### Dataset records
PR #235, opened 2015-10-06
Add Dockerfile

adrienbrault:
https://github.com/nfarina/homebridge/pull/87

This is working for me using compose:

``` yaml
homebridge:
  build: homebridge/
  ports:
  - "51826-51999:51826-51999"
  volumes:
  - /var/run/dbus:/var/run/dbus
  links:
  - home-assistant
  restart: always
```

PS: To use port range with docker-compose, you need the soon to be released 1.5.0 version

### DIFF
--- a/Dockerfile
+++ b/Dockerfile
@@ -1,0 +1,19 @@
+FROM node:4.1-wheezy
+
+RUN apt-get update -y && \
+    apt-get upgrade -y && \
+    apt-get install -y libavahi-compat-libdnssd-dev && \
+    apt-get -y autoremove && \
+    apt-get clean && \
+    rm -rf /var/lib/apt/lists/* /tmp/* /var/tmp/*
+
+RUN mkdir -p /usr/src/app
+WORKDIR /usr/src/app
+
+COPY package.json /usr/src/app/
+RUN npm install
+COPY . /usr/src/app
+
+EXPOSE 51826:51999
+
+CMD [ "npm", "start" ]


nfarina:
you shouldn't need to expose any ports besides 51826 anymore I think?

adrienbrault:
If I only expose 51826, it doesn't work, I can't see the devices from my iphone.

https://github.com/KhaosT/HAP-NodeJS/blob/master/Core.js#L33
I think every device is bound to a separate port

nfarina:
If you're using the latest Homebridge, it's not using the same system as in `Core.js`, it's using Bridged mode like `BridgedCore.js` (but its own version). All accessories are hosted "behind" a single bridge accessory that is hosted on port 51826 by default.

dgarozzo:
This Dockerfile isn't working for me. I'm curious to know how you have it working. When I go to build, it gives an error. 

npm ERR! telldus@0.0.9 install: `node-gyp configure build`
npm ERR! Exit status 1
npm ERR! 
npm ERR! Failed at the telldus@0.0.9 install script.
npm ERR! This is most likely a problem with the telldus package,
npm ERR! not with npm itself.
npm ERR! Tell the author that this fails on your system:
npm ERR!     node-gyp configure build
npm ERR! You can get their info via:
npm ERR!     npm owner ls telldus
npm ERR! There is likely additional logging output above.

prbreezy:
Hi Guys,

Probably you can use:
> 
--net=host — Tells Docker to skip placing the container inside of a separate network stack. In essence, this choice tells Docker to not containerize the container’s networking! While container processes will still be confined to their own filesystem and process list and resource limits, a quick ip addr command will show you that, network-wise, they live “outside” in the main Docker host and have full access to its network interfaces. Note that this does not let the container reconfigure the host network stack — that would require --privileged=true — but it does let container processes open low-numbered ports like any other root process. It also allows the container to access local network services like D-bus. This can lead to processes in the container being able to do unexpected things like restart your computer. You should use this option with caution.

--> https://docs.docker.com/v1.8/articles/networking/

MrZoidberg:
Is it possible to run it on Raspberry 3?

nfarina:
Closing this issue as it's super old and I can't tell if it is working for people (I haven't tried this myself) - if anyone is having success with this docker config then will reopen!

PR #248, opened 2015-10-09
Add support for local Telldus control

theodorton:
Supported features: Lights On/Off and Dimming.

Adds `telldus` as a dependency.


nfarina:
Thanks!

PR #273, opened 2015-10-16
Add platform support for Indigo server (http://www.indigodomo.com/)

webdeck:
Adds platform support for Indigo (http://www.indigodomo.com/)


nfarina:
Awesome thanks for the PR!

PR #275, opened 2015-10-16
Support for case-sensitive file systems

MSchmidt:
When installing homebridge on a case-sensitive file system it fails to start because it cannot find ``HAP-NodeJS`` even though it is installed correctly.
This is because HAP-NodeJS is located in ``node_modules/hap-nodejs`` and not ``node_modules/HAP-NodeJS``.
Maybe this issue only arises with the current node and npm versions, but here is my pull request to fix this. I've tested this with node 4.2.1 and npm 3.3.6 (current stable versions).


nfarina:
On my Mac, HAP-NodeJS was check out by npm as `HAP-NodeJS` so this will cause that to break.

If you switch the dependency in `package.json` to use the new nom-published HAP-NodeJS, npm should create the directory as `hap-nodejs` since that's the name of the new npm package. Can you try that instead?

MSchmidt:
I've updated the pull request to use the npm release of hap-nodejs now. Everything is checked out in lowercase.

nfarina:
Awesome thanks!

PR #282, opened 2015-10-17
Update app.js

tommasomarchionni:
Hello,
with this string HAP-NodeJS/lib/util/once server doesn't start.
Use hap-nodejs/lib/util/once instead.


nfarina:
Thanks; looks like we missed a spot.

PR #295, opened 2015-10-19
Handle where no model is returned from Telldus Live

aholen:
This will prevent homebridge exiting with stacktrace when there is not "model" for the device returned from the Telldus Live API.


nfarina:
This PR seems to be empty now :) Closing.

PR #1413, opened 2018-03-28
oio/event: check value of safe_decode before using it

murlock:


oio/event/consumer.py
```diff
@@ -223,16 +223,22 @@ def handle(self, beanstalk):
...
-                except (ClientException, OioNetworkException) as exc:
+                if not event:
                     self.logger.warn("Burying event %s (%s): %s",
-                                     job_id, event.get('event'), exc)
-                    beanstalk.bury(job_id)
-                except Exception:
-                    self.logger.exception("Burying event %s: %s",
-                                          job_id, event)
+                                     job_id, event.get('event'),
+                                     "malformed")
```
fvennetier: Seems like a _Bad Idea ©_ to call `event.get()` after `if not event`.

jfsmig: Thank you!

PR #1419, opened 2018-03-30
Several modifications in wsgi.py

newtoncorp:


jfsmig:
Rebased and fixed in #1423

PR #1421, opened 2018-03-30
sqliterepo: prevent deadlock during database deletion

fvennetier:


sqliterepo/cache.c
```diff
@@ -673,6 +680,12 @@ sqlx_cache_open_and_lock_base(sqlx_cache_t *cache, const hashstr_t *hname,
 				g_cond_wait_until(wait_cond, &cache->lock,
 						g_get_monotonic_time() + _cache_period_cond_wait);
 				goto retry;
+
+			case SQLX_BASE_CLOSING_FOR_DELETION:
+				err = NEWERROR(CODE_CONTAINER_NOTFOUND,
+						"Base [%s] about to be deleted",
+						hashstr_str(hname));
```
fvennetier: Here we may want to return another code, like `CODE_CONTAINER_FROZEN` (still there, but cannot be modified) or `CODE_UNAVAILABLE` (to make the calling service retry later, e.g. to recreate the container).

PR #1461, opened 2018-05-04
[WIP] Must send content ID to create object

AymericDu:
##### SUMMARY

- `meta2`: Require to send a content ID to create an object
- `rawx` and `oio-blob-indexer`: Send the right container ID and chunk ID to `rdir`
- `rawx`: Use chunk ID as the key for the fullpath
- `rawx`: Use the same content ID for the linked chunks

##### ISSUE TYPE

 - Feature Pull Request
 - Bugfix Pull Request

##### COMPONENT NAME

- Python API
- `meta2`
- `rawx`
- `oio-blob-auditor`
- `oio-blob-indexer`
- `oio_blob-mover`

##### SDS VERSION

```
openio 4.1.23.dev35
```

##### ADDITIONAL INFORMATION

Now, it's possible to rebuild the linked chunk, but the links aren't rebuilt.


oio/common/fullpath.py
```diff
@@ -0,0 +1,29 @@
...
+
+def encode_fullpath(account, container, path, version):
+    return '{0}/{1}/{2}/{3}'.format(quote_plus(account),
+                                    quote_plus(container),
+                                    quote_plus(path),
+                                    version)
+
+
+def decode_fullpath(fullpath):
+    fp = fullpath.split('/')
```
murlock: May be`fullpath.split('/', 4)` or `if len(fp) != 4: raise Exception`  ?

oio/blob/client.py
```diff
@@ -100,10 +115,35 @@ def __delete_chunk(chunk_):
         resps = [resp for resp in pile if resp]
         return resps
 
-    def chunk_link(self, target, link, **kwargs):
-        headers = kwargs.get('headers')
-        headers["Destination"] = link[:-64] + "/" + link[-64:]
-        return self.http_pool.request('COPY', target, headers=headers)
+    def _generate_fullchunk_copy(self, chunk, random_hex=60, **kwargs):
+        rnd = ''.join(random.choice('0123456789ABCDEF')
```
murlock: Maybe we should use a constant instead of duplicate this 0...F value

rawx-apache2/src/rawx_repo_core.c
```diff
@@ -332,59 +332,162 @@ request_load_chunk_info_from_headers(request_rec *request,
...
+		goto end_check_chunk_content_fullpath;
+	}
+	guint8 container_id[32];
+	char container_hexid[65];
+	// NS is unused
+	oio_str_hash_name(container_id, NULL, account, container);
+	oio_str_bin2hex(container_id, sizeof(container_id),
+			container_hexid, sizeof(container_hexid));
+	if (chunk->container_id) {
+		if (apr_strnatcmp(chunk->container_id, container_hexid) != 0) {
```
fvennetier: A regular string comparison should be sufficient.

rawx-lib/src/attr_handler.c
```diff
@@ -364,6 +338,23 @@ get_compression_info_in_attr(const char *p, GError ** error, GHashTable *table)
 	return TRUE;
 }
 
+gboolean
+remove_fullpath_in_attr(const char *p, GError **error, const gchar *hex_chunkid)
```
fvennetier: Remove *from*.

### Aim of the exercise
Copy all lines of the records in which the string "same" can be found.

### Answer to this task
If you're using the latest Homebridge, it's not using the same system as in `Core.js`, it's using Bridged mode like `BridgedCore.js` (but its own version). All accessories are hosted "behind" a single bridge accessory that is hosted on port 51826 by default.
- `rawx`: Use the same content ID for the linked chunks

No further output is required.